PR #699, opened 2015-10-02
Static layout bug?

rcancro:
I noticed when creating a static layout that the sizeRange of the children was being ignored. The case was:

I had an image as a child of a static layout
The image was set to have an exact range of 90x90
When the static layout was measured, the constrained size came in as 375xInf (the width of the containing node and unbounded)
The static layout computed its final size as 375x90

According to the comments in component kit's header file the static layout  "[c]omputes a size that is the union of all childrens' frames." It appeared that we are only doing that in the unbounded direction. My fix is to do it in both directions.

@nguyenhuy Please take a look and let me know what you think.

### DIFF
--- a/AsyncDisplayKit/Layout/ASStaticLayoutSpec.mm
+++ b/AsyncDisplayKit/Layout/ASStaticLayoutSpec.mm
@@ -58,18 +58,14 @@
     [sublayouts addObject:sublayout];
   }
   
-  if (isnan(size.width) || size.width >= FLT_MAX - FLT_EPSILON) {
-    size.width = constrainedSize.min.width;
-    for (ASLayout *sublayout in sublayouts) {
-      size.width = MAX(size.width, sublayout.position.x + sublayout.size.width);
-    }
+  size.width = constrainedSize.min.width;
+  for (ASLayout *sublayout in sublayouts) {
+    size.width = MAX(size.width, sublayout.position.x + sublayout.size.width);
   }
 
-  if (isnan(size.height) || size.height >= FLT_MAX - FLT_EPSILON) {
-    size.height = constrainedSize.min.height;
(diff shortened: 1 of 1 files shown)


appleguy:
Thanks for finding this!  Definitely interested in Huy's thoughts as well.

nguyenhuy:
Thanks for bringing this up. I agree that this diff does make the spec works accordingly to its description. So it looks good to me.

Also, I am glad that the checks for unbounded directions are removed, because I think it's actually hard to be 100% sure whether a direction is bounded or not (--i.e how large should it be to be considered "unbounded"? FLT_MAX is unbounded, but how about FLT_MAX - 10? Any value near FLT_MAX is tricky because it's too large to be considered "bounded", and hard to detect otherwise. Ultimately we would need to define a threshold, but even such threshold is tricky itself).

This current wrap-content behaviour is good and should work for most use cases. In addition to that, we may add a flag that indicates how the spec should determine its size, either by wrapping its content or filling its parent (for each direction). Such flag already exists [in center spec](https://github.com/facebook/AsyncDisplayKit/blob/master/AsyncDisplayKit/Layout/ASCenterLayoutSpec.h#L26), but let's do this once there is a demand.

appleguy:
@rcancro, @nguyenhuy eager to merge this — but could you take a half hour or so to devise a test that fails before the fix, and passes after?  Maybe a snapshot test that evaluates against the colored rectangle images?

nguyenhuy:
Not sure if I can push to `rcancro:staticLayout`branch. But I will write a bunch of tests for ASStaticLayoutSpec in the coming days.

appleguy:
Thanks a lot, @nguyenhuy!  I'll merge this now, and feel free to put a test into any future commit.  As long as you're tracking it, it isn't an urgent need, just didn't want it to be forgotten.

•••••

> **EXERCISE OBJECTIVE**:
Working from the data above, extract solely the lines from the one containing "if (isnan(size.width) ||" through the one containing "Thanks for bringing", exactly as they appear, both included.

> **OUTPUT**:
-  if (isnan(size.width) || size.width >= FLT_MAX - FLT_EPSILON) {
-    size.width = constrainedSize.min.width;
-    for (ASLayout *sublayout in sublayouts) {
-      size.width = MAX(size.width, sublayout.position.x + sublayout.size.width);
-    }
+  size.width = constrainedSize.min.width;
+  for (ASLayout *sublayout in sublayouts) {
+    size.width = MAX(size.width, sublayout.position.x + sublayout.size.width);
   }
 
-  if (isnan(size.height) || size.height >= FLT_MAX - FLT_EPSILON) {
-    size.height = constrainedSize.min.height;
(diff shortened: 1 of 1 files shown)


appleguy:
Thanks for finding this!  Definitely interested in Huy's thoughts as well.

nguyenhuy:
Thanks for bringing this up. I agree that this diff does make the spec works accordingly to its description. So it looks good to me.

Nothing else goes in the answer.